===== Given information =====

PR #1010, opened 2019-07-17
docs(ios): Improve "Using Flags" and "Using build.json"

janpio:
### Platforms affected

iOS

### Motivation and Context

When reading up on the usage of `build.json` I found some missing information for iOS.

### Description

- Add information what commands these flags can be used on
- Add example of their usage
- Describe how `build.json` is actually used: by default, or via other file name as param buildConfig
- Add info about mix and match (via Android)

#### Open questions

- Is "**Note**: You should use double `--` to indicate that these are platform-specific arguments, for example:" actually correct?
- Is "There is also support to mix and match command line arguments and parameters in build.json. Values from the command line arguments will get precedence. " actually true?

---

If this PR is merged, we should probably check if some of the changes can/should also be applied to Android at https://cordova.apache.org/docs/en/latest/guide/platforms/android/index.html


janpio:
> * Is "**Note**: You should use double `--` to indicate that these are platform-specific arguments, for example:" actually correct?

Per Slack @erisu mentioned that this is not correct for iOS. I should confirm this, then investigate where this difference comes from (cordova-ios vs. cordova-android). Afterwards this PR should be adapted (and possibly some changes to Android done as well).

erisu (approved):
LGTM

PR #1359, opened 2024-09-11
Fix "spcified" to "specified" in index.md

hugo-levet:


NiklasMerz:
Thank you for finding this. I think this file gets pulled from the cordova-cli repo so this typo should be fixed here: https://github.com/apache/cordova-cli/blob/b57fb4543b7a9c8a912a922f3a34d88dc5fb65a2/doc/readme.md?plain=1#L536

PR #1378, opened 2024-11-06
feat!: cleanup & refactor dependency usage

erisu:
### Platforms affected

n/a

### Motivation and Context

- Remove unused dependencies
- Reduce dependencies footprint for node internals

### Description

- Remove `optimist` & replaced with `minimist` + custom wrapper.
- Remove `fs-extra` for `node:fs`
- Remove `chalk` for `node:util` `styleText`
- Prefixed node internal packages with `node:*`
- Remove `ncp` for `fs.cp`
- Remove `gulp-less` - No less files in repo
- Remove `baconjs` - Not used anywhere
- Remove `@babel/core` & `@babel/preset-react` - Not used anywhere.
- Remove `preact` & `preact-compat` - Not used anywhere. Last usage was prior to plugin search page redesign.
- Remove `classnames` - Not used anywhere. Last usage was prior to plugin search page redesign.
- Updated `sass` & `gulp-sass` dependencies
- Updated `semver`
- Updated `@cordova/eslint-config@5.1.0` w/ lint fix
- Bump node engine requirement to `v20.18.0`
- Resolve `sass` lint warnings with `darken` and `lighten`
  - https://sass-lang.com/documentation/breaking-changes/color-functions/

### Testing

- `npm t`
- `npm run serve`

### Checklist


www/static/css-src/_home.scss
```diff
@@ -272,7 +272,7 @@ img#logo_top {
 }
 
 .supported_platforms {
-    background-color: darken(white, 85%);
```
dpogue, line 275: Since this is happening on a static colour `white` we should just figure out what the hex value is and use it directly or store it directly in a variable instead of needing a colour function here.

www/static/css-src/_home.scss
```diff
@@ -293,7 +293,7 @@ img#logo_top {
     .card {
             padding:8px;
             .card_inner {
-                background-color: darken(white, 85%);
```
dpogue, line 296: Here too, since this is happening on a static colour `white` we should just figure out what the hex value is and use it directly or store it directly in a variable instead of needing a colour function here.

dpogue (approved):
It might be possible to replace `minimist` with `node:util/parseArgs` for these simple cases, but I think that would require you to handle checking for required options yourself.

PR #1388, opened 2024-12-26
doc(ios): update requirements & support table

erisu:
### Motivation and Context

Update documentation for `cordova-ios@8.0.0`

### Description

Updated requirements & support table

### Testing

n/a

### Checklist

### DIFF
--- a/www/docs/en/dev/guide/platforms/ios/index.md
+++ b/www/docs/en/dev/guide/platforms/ios/index.md
@@ -50,6 +50,18 @@ The table below outlines Cordova-iOS's prerequisites by version. Additionally, X
     </thead>
     <tbody>
         <tr>
+            <td>8.x</td>
+            <td>13.0</td>
+            <td>
+                <ul>
+                    <li>Cocoapods: >=1.16.0</li>
+                    <li>ios-deploy: >=1.12.2</li>
+                    <li>Node: >=20.5.0</li>
+                    <li>Xcode (xcodebuild): >=15.0.0</li>
+                </ul>
+            </td>
+        </tr>
+        <tr>
             <td>7.x</td>
             <td>11.0</td>
             <td>


www/docs/en/dev/guide/platforms/ios/index.md
```diff
@@ -49,6 +49,18 @@ The table below outlines Cordova-iOS's prerequisites by version. Additionally, X
...
     </thead>
     <tbody>
+        <tr>
+            <td>8.x</td>
+            <td>13.0</td>
+            <td>
+                <ul>
+                    <li>Cocoapods: >=1.16.0</li>
+                    <li>ios-deploy: >=1.12.2</li>
+                    <li>Node: >=16.13.0</li>
```
dpogue, line 59: I think our intention is to target NodeJS 18? But that would put us out of sync with the rest of the Cordova tooling... but I also don't want to delay the iOS release until we're ready to depend on 20 for everything 😕

erisu: I think we can keep it at `>=16.13.0` for now...

Maybe in April/May we could bump the packages to `>=20`?

dpogue: In terms of testing, I think we already upgraded to packages that only support NodeJS 18+ in cordova-ios and we're not testing 16.x in CI anymore, so I don't want to promise 16 support if we aren't actually making sure that it works.

I'd rather go with 18 as a minimum, or make a decision to use 20 (and then avoid another major bump when we bump the tooling?)

erisu: Then lets go with 20.x... I would suggest to create the vote on mailing list since we will be deprecating 18 while its still active in Node.

erisu: Updated to `>=20.5.0` to match with recent PR changes.

dpogue (approved):

PR #1399, opened 2025-02-12
doc(ios): install cocoapods with homebrew

GitToTheHub:
- cocoapods are not installable with the current system ruby version on macOS. When trying to install with `sudo gem install cocoapods`, the error message will appear: `securerandom requires Ruby version >= 3.1.0. The current ruby version is 2.6.10.210`.
- On stackoverflow it is suggested to install it instead with homebrew: https://stackoverflow.com/questions/77339560/error-installing-cocoapodsdrb-requires-ruby-version-2-7-0-the-current-ruby

### Platforms affected
macOS

### Motivation and Context
I tried to setup my machine and got an error when installing cocoa pods

### Checklist

### DIFF
--- a/www/docs/en/12.x-2025.01/guide/platforms/ios/index.md
+++ b/www/docs/en/12.x-2025.01/guide/platforms/ios/index.md
@@ -124,7 +124,7 @@ The [CocoaPods](https://cocoapods.org/#install) tools are needed to build iOS ap
 To install CocoaPods, run the following from command-line terminal:
 
 ```bash
-$ sudo gem install cocoapods
+$ brew install cocoapods
 ```
 
 ## Project Configuration
--- a/www/docs/en/12.x/guide/platforms/ios/index.md
+++ b/www/docs/en/12.x/guide/platforms/ios/index.md
@@ -124,7 +124,7 @@ The [CocoaPods](https://cocoapods.org/#install) tools are needed to build iOS ap
 To install CocoaPods, run the following from command-line terminal:
 
 ```bash
-$ sudo gem install cocoapods
+$ brew install cocoapods
 ```
 
 ## Project Configuration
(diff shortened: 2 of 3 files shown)


erisu:
Do we know if CocoaPods manages the Homebrew package, or is it handled by a third party?

The current guide follows the steps provided on the official CocoaPods website.

In fact, CocoaPods does not recommend using the default macOS system Ruby. Instead, it suggests using a Ruby version manager to install a newer version. For example, the `rvm` package, which can be installed via Homebrew.

In my case, I have a newer version of Ruby installed on macOS:

```bash
% ruby -v
ruby 3.3.6 (2024-11-05 revision 75015d4c1f) [arm64-darwin23]
```

Here is their official installation guide, which recommends using a Ruby version manager:
[https://guides.cocoapods.org/using/getting-started.html#installation](https://guides.cocoapods.org/using/getting-started.html#installation)

erisu (approved):
I think it should be OK to update the guide to use `brew install cocoapods`.

It seems,

- When running `brew install cocoapods`, Homebrew uses a [portable version of Ruby](https://github.com/Homebrew/homebrew-portable-ruby).
  - Requirement for Ruby comes from the [`depends_on "ruby"`](https://github.com/Homebrew/homebrew-core/blob/master/Formula/c/cocoapods.rb#L19) line in the formula.
- It downloads the CocoaPods [tarball](https://github.com/Homebrew/homebrew-core/blob/master/Formula/c/cocoapods.rb#L4) from the CocoaPods repository.
- This tarball contains the `cocoapods.gemspec` file, which is then [built and installed](https://github.com/Homebrew/homebrew-core/blob/master/Formula/c/cocoapods.rb#L24-L25).

I'm not 100% sure, but if a user had installed Ruby via `brew`, would Homebrew use that version instead of the portable version?

At the very least, it seems to ignore the older system's default Ruby, as your PR description suggests its resolved the `securerandom requires Ruby version >= 3.1.0. The current ruby version is 2.6.10.210` issue.

I'll wait a bit to see if anyone else has questions or comments. But other than that, I think it's OK to merge.

GitToTheHub:
Cool, thanks for the explanation. I learned a little bit :)

NiklasMerz (approved):
I'm fine with that. Most Mac users should have brew and using it is much more reliable.

PR #1408, opened 2025-03-13
fix(RewriteRule): do not redirect for archive or English docs

erisu:
### Motivation and Context

Fix redirect for archived docs

### Description

Updated the `RewriteRules` to follow these steps, in order:

1. Stop rewrite when URL starts with `/archive/`.
2. Stop rewrite when URL starts with  `/docs/en/`.
3. Forward non-English docs to English docs.

Additional Notes:

- Step three has always been designed to redirect old language documentation to the English version.
  - However, it is possible to change this behavior to redirect them to the archived language documentation instead, **if preferred**. (Would be in a separate PR)
  - However, since this redirection behavior has been in place for several years, changing it now may no longer be necessary.
- If old versions of the English documentation are to be archived, the `RewriteRule` should be placed above step two. In this case, it would redirect to archive.

### Testing

Ran a httpd server to test the RewriteRules.

### Checklist


breautek (approved):
lgtm

PR #1416, opened 2025-04-05
Plugin Guide: Notes for --link option

GitToTheHub:
Added notice, that the linking only works, when the plugin is added after a platform was added and that the linking will be lost if a platform is re-added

=====

* **Exercise requirements**:
Using the records above, say how many lines contain the string "redesign"; offer no other text.

* **Answer section**:
2